If you get a response within seconds, it means auth.json / config.toml / the environment variable are all set correctly.

Once this step passes, the entire CC Switch + Codex CLI + CC Club chain is working. To switch between providers (CC Club ⇄ official ⇄ self-hosted gateway) in the future, just click the corresponding card in CC Switch — no need to manually edit any files under ~/.codex/.

Frequently Asked Questions

Q: Getting a TOML validation failure when saving?

The most common causes:

  • Incorrect section header — the brackets and dot in [model_providers.club] are all required
  • Using single quotes for strings — TOML requires strings to use double quotes "..."
  • Extra keys from another section mixed in during copy-paste inside the [model_providers.club] block, causing the parser to misidentify section boundaries

Comparing character by character against the config.toml configuration on this page and retyping is the safest approach.

Q: Getting “Authentication failed” when running codex after saving?

Self-diagnose in order of likelihood:

  1. Environment variable not set: run echo $OPENAI_API_KEY — if empty, that’s the cause → go back to Step 5
  2. Environment variable set but terminal not restarted: open a new terminal window and try again
  3. Key inconsistent across three locations: the GUI form / auth.json / environment variable must all use the same CC Club key — don’t leave a stale key in any of them
  4. Provider card not activated: the card in the CC Switch list must have a checkmark

Q: Is the model = "gpt-5.4" model name fixed?

gpt-5.4 is CC Club’s current recommended default Codex model. To switch to another model, just change the string on the model = line — the [model_providers.club] block does not need to change. Check the CC Club official documentation for available model names.

Q: Can I have multiple Codex providers enabled at the same time?

No. The Codex CLI reads only the single currently active configuration at any time — CC Switch switches which one is active, not which ones run in parallel. To use different models/gateways in parallel, open multiple terminals with separate ~/.codex/ configuration directories.

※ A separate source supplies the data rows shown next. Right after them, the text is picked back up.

Issue #774, opened 2022-03-03
Make support for marshaled objects available for custom types


matteo-prosperi:
Could you please consider making [marshaled object](https://github.com/microsoft/vs-streamjsonrpc/blob/main/doc/general_marshaled_objects.md) support available for custom interfaces?

The goal would be to allow an RPC interface to expose APIs like

```
public interface IMyServer
{
  Task<IFoo> GetSomethingAsync();
  Task GiveSomethingAsync(IBar bar);
}
```

The caller would call `await GetSomethingAsync()` and receive a disposable proxy of an `IFoo` object.
The caller would call `await GiveSomethingAsync(bar)` and the server would receive a disposable proxy for the `bar` object.

Calls to methods exposed by the `IFoo` and `IBar` proxies would result in RPC calls and the corresponding method being executed on the corresponding object.

The receiver of a marshaled object will be responsible for disposing of the proxy. I am not sure if it should be mandatory for interfaces that are marshaled as objects to be `IDisposable` (i.e., `interface IFoo : IDisposable` and `interface IBar : IDisposable`).

This feature request doesn't cover any other members other than methods (e.g. properties), I don't have a use case for that.

Thanks

AArnott:
The place to start investigation of this feature is probably here:

https://github.com/microsoft/vs-streamjsonrpc/blob/114ee4fe8ba1cac33b6594765012db3f33c29fbb/src/StreamJsonRpc/Reflection/MessageFormatterRpcMarshaledContextTracker.cs#L23

This line (and the surrounding array) is what controls which types will get marshaled instead of serialized.

At the moment this is a static list. I believe the static list should remain, but any use of that list may be augmented with another list that is maintained on a per-JsonRpc instance basis, or perhaps by checking for an attribute on the interface being tested.

I think we should start with requiring any additional interfaces to derive from `IDisposable`, since that makes it more obvious to the receiver that they should dispose of these proxies. If we need to we can always remove that requirement, but adding it later would be a breaking change, so I prefer to start conservatively.

PR #777, opened 2022-03-07
Add RPC marshaling support for custom interfaces

matteo-prosperi:
This PR addresses https://github.com/microsoft/vs-streamjsonrpc/issues/774.

I added the `RpcMarshalable` attribute that can be applied to an interface that
- extends `IDisposable`
- doesn't have properties
- doesn't have events

I added unit tests and docs.

### DIFF
--- a/doc/rpc_marshalable_objects.md
+++ b/doc/rpc_marshalable_objects.md
@@ -236,4 +236,3 @@ These resources are released and the `IDisposable.Dispose()` method is invoked o
 The protocol for proxying a disposable object is based on [general marshaled objects](general_marshaled_objects.md).
 
 The responsibility to release resources is on the receiver of the proxy.
-That is, when the proxy holder calls either of these methods, it should also send the `$/releaseMarshaledObject` message back to the target object owner. When the proxy holder is using StreamJsonRpc, this is handled automatically when `IDisposable.Dispose()` is invoked on the proxy.
--- a/doc/rpc_marshalable_objects.md
+++ b/doc/rpc_marshalable_objects.md
@@ -1,6 +1,7 @@
 # `RpcMarshalableAttribute` support
 
-StreamJsonRpc allows the definition of marshalable interfaces: interfaces marked with `RpcMarshalableAttribute`.
+StreamJsonRpc typically *serializes* values that are passed in arguments or return values of RPC methods, which effectively transmits the data of an object or struct to the remote party.
+By applying the `RpcMarshalableAttribute` to an interface, it a proxy can be sent to effectively marshal *behavior* to the remote party instead of data, similar to other [exotic types](exotic_types.md).
 
 StreamJsonRpc allows transmitting marshalable objects (i.e., objects implementing a marshalable interface) in arguments and return values.
 
@@ -8,13 +9,13 @@ Marshalable interfaces must:
 
 1. Extend `IDisposable`.
 1. Not include any properties.
-1. Not include any event.
+1. Not include any events.
 
-The marshalable object can include properties and events as well as other additional members but only the methods defined by the marshalable interface will be available on the proxy.
+The object that implements a marshalable interface may include properties and events as well as other additional members but only the methods defined by the marshalable interface will be available on the proxy, and the data will not be serialized.
 
 ## Use cases
 
-In all cases, the special handling of a marshalable object only occurs if the container of that value is typed as the corrsponding marshalable interface.
+In all cases, the special handling of a marshalable object only occurs if the container of that value is typed as the corresponding marshalable interface.
 This means that an object that implements a marshalable interface will not necessarily be marshaled instead of serialized.
 
 For each use case, assume `Counter` is a class defined for demonstration purposes like this:
@@ -34,11 +35,11 @@ class Counter : ICounter
     {
         if (IsDisposed)
         {
-            throw new ObjectDisposedException();
+            throw new ObjectDisposedException(null);
         }
 
         count++;
-        InterfaceEvent?.Raise(this, EventArgs.Empty);
+        IncrementedEvent?.Invoke(this, EventArgs.Empty);
         return Task.CompletedTask;
     }
 
@@ -51,14 +52,14 @@ class Counter : ICounter
     {
         if (IsDisposed is false)
         {
-            DisposedEvent?.Raise(this, EventArgs.Empty);
+            DisposedEvent?.Invoke(this, EventArgs.Empty);
             IsDisposed = true;
         }
     }
 }
 
 [RpcMarshalable]
-class ICounter : IDisposable
+interface ICounter : IDisposable
 {
     Task IncrementAsync(CancellationToken ct);
 
@@ -71,7 +72,12 @@ class ICounter : IDisposable
 In the simplest case, the RPC server returns a marshalable interface object.
 
 ```cs
-class RpcServer
+interface IRpcServer
+{
+    ICounter GetCounter();
+}
+
+class RpcServer : IRpcServer
 {
     private int activeCounters;
 
@@ -137,7 +143,7 @@ var arg = new SomeClass
 await client.ProvideClassAsync(arg);
 ```
 
-While this use case is supported, be very wary of this pattern because it becomes less obvious to the receiver that an `IDisposable` value is tucked into the object tree of an argument somewhere that *must* be disposed to avoid a resource leak.
+⚠️ While this use case is supported, be very wary of this pattern because it becomes less obvious to the receiver that an `IDisposable` value is tucked into the object tree of an argument somewhere that *must* be disposed to avoid a resource leak.
 
 ### As an argument without a proxy for an RPC interface
 
@@ -171,7 +177,7 @@ class ByValueCounter : ICounter
     {
         if (IsDisposed)
         {
-            throw new ObjectDisposedException();
+            throw new ObjectDisposedException(null);
         }
 
         Count++;
@@ -223,13 +229,13 @@ In each of these cases, the receiving part will get a `ByValueCounter` object, b
 
 ## Resource leaks concerns
 
-When an marshalable object instance is sent over RPC, resources are held by both parties to marshal interactions
+When a marshalable object instance is sent over RPC, resources are held by both parties to marshal interactions
 with that object.
 
 These resources are released and the `IDisposable.Dispose()` method is invoked on the sender's marshalable object when any of these occur:
 
-1. The receiver calls `IDisposable.Dispose()` on the proxy.
-1. The JSON-RPC connection is closed.
+* The receiver calls `IDisposable.Dispose()` on the proxy.
+* The JSON-RPC connection is closed.
 
 ## Protocol
 
--- a/doc/rpc_marshalable_objects.md
+++ b/doc/rpc_marshalable_objects.md
@@ -1,0 +1,239 @@
+# `RpcMarshalableAttribute` support
+
+StreamJsonRpc allows the definition of marshalable interfaces: interfaces marked with `RpcMarshalableAttribute`.
+
+StreamJsonRpc allows transmitting marshalable objects (i.e., objects implementing a marshalable interface) in arguments and return values.
+
+Marshalable interfaces must:
+
+1. Extend `IDisposable`.
+1. Not include any properties.
+1. Not include any event.
+
+The marshalable object can include properties and events as well as other additional members but only the methods defined by the marshalable interface will be available on the proxy.
+
+## Use cases
+
+In all cases, the special handling of a marshalable object only occurs if the container of that value is typed as the corrsponding marshalable interface.
+This means that an object that implements a marshalable interface will not necessarily be marshaled instead of serialized.
+
+For each use case, assume `Counter` is a class defined for demonstration purposes like this:
+
+```cs
+class Counter : ICounter
+{
+    private int count;
+
+    public bool IsDisposed { get; private set; }
+
+    public event EventHandler? IncrementedEvent;
+
+    public event EventHandler? DisposedEvent;
+
+    public Task IncrementAsync(CancellationToken ct)
+    {
+        if (IsDisposed)
+        {
+            throw new ObjectDisposedException();
+        }
+
+        count++;
+        InterfaceEvent?.Raise(this, EventArgs.Empty);
+        return Task.CompletedTask;
+    }
+
+    public Task<int> GetCountAsync(CancellationToken ct)
+    {
+        return Task.FromResult(count);
+    }
+
+    void IDisposable.Dispose()
+    {
+        if (IsDisposed is false)
+        {
+            DisposedEvent?.Raise(this, EventArgs.Empty);
+            IsDisposed = true;
+        }
+    }
+}
+
+[RpcMarshalable]
+class ICounter : IDisposable
+{
+    Task IncrementAsync(CancellationToken ct);
+
+    Task<int> GetCountAsync(CancellationToken ct);
+}
+```
+
+### Method return value
+
+In the simplest case, the RPC server returns a marshalable interface object.
+
+```cs
+class RpcServer
+{
+    private int activeCounters;
+
+    public ICounter GetCounter()
+    {
+        var counter = new Counter();
+        counter.IncrementedEvent += OnIncrement;
+        counter.DisposedEvent += OnCounterDisposed;
+        activeCounters++;
+        return counter;
+    }
+
+    private OnIncrement(object sender, EventArgs e)
+    {
+        // Do something
+    }
+
+    private OnCounterDisposed(object sender, EventArgs e)
+    {
+        counter.IncrementedEvent -= OnIncrement;
+        counter.DisposedEvent -= OnCounterDisposed;
+        activeCounters--;
+    }
+}
+```
+
+### Method argument
+
+In this use case the RPC *client* provides the marshalable object to the server:
+
+```cs
+interface IRpcContract
+{
+    Task ProvideCounterAsync(ICounter counter);
+}
+
+IRpcContract client = jsonRpc.Attach<IRpcContract>();
+var counter = new Counter();
+await client.ProvideCounterAsync(counter);
+```
+
+### Value within a single argument's object graph
+
+In this use case the RPC client again provides the marshalable object to the server,
+but this time it passes it as a property of an object used as the argument.
+
+```cs
+class SomeClass
+{
+    public ICounter Counter { get; set; }
+}
+
+interface IRpcContract
+{
+    Task ProvideClassAsync(SomeClass value);
+}
+
+IRpcContract client = jsonRpc.Attach<IRpcContract>();
+var arg = new SomeClass
+{
+    Counter = new Counter(),
+};
+await client.ProvideClassAsync(arg);
+```
+
+While this use case is supported, be very wary of this pattern because it becomes less obvious to the receiver that an `IDisposable` value is tucked into the object tree of an argument somewhere that *must* be disposed to avoid a resource leak.
+
+### As an argument without a proxy for an RPC interface
+
+When you are not using an RPC interface and dynamically generated proxy that implements it, you can still pass a marshalable object as an argument by explicitly passing in the declared parameter types to the `InvokeWithCancellationAsync` call:
+
+```cs
+ICounter arg = new Counter();
+await jsonRpc.InvokeWithCancellationAsync(
+    "methodName",
+    new object?[] { arg },
+    new Type[] { typeof(ICounter) },
+    cancellationToken);
+```
+
+### Invalid cases
+
+Here are some examples of where an object that implements a marshalable interface is serialized (i.e. by value) instead of being marshaled (i.e. by reference).
+
+In this example, although `ByValueCounter` implements `ICounter`, its declared parameter type is `ByValueCounter`:
+
+```cs
+[DataContract]
+class ByValueCounter : ICounter
+{
+    [DataMember]
+    public int Count { get; set; }
+
+    public bool IsDisposed { get; private set; }
+
+    public Task IncrementAsync(CancellationToken ct)
+    {
+        if (IsDisposed)
+        {
+            throw new ObjectDisposedException();
+        }
+
+        Count++;
+        return Task.CompletedTask;
+    }
+
+    public Task<int> GetCountAsync(CancellationToken ct)
+    {
+        return Task.FromResult(Count);
+    }
+
+    void IDisposable.Dispose()
+    {
+        IsDisposed = true;
+    }
+}
+
+ICounter arg = new ByValueCounter();
+await jsonRpc.InvokeWithCancellationAsync(
+    "methodName",
+    new object?[] { arg },
+    new Type[] { typeof(ByValueCounter) },
+    cancellationToken);
+```
+
+Here is the same situation with an RPC interface:
+
+```cs
+interface IRpcContract
+{
+    Task ProvideCounterbyValueAsync(ByValueCounter value);
+}
+
+IRpcContract client = jsonRpc.Attach<IRpcContract>();
+ByValueCounter arg = new ByValueCounter();
+await client.ProvideCounterbyValueAsync(arg);
+```
+
+Or similar for an object returned from an RPC server method:
+
+```cs
+class RpcServer
+{
+    public ByValueCounter GetCounterByValue() => new ByValueCounter();
+}
+```
+
+In each of these cases, the receiving part will get a `ByValueCounter` object, but calling any method on that object will be a local call to that object rather than being remoted back to the original object. Also, disposing the received object or closing the JSON-RPC connection will not dispose the original object.
+
+## Resource leaks concerns
+
+When an marshalable object instance is sent over RPC, resources are held by both parties to marshal interactions
+with that object.
+
+These resources are released and the `IDisposable.Dispose()` method is invoked on the sender's marshalable object when any of these occur:
+
+1. The receiver calls `IDisposable.Dispose()` on the proxy.
+1. The JSON-RPC connection is closed.
+
+## Protocol
+
+The protocol for proxying a disposable object is based on [general marshaled objects](general_marshaled_objects.md).
+
+The responsibility to release resources is on the receiver of the proxy.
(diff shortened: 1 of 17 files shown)


src/StreamJsonRpc/JsonMessageFormatter.cs
```diff
@@ -1479,34 +1457,29 @@ public override void WriteJson(JsonWriter writer, Stream? value, JsonSerializer
...
+            private string DebuggerDisplay => $"Converter for marhalable interfaces";
 
             public override bool CanConvert(Type objectType) =>
-                objectType == this.implicitlyConvertedType ||
-                (this.implicitlyConvertedType.IsGenericTypeDefinition && objectType.IsGenericType && objectType.GetGenericTypeDefinition() == this.implicitlyConvertedType);
+                MessageFormatterRpcMarshaledContextTracker.GetMarshalOptionsForType(objectType) is not null;
 
             public override object? ReadJson(JsonReader reader, Type objectType, object? existingValue, JsonSerializer serializer)
             {
+                (JsonRpcProxyOptions ProxyOptions, JsonRpcTargetOptions TargetOptions)? marshalOptions
```
matteo-prosperi, line 1474: The current implementation is simpler than the original one which had multiple instances of `RpcMarshalableImplicitConverter`, one for each marshalable type. On the other hand, we are not caching the options anymore and we have to evaluate the `objectType` twice (one during `CanConvert` and then again during `ReadJson`). Should I go back to caching the options in different instances of `RpcMarshalableImplicitConverter` (one per type)?

src/StreamJsonRpc/RpcMarshalableAttribute.cs
```diff
@@ -0,0 +1,15 @@
...
+// Licensed under the MIT license. See LICENSE file in the project root for full license information.
+
+namespace StreamJsonRpc
+{
+    using System;
+
+    /// <summary>
+    /// Marks an interface as marshalable.
+    /// </summary>
+    [AttributeUsage(AttributeTargets.Interface, AllowMultiple = false, Inherited = false)]
```
matteo-prosperi, line 11: Note: this can only be applied to interfaces. And is not automatically inherited..

src/StreamJsonRpc/Reflection/MessageFormatterRpcMarshaledContextTracker.cs
```diff
@@ -87,6 +87,44 @@ private enum MarshalMode
...
+                {
+                    throw new NotSupportedException(Resources.MarshalableInterfaceHasEvents);
+                }
+
+                if (type.GetProperties().Any())
+                {
+                    throw new NotSupportedException(Resources.MarshalableInterfaceHasProperties);
+                }
+
+                return (new JsonRpcProxyOptions(), new JsonRpcTargetOptions { NotifyClientOfEvents = false, DisposeOnDisconnect = true });
```
matteo-prosperi, line 122: @AArnott, what should we do for `DisposeOnDisconnect` for custom interfaces? I opted for `true` considering that we are forcing the interface to extend `IDisposable`, but I don't have a strong opinion on this.

test/StreamJsonRpc.Tests/MarshalableProxyTests.cs
```diff
@@ -0,0 +1,520 @@
...
+using Nerdbank.Streams;
+using Newtonsoft.Json;
+using StreamJsonRpc;
+using Xunit;
+using Xunit.Abstractions;
+
+/// <summary>
+/// Tests the proxying of interfaces marked with <see cref="RpcMarshalableAttribute"/>.
+/// </summary>
+public abstract class MarshalableProxyTests : TestBase
```
matteo-prosperi, line 21: I replicated all the tests that are available for `IDisposable` and added some making sure that
- `DisposeOnDisconnect` is honored
- the proxies can be used
- exceptions are thrown if the interfaces are invalid for marshaling (non disposable, have events, or have properties)
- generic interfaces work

Q: How does this relate to the CC Switch configuration for Claude?

Completely independent. Claude uses https://claude-code.club/api with the Anthropic Messages protocol; Codex uses https://claude-code.club/openai with the OpenAI Responses protocol. The two providers belong to separate Claude/Codex groups in CC Switch and can coexist without interfering with each other. If you also use Claude Code, see Configuring Claude Code in CC Switch.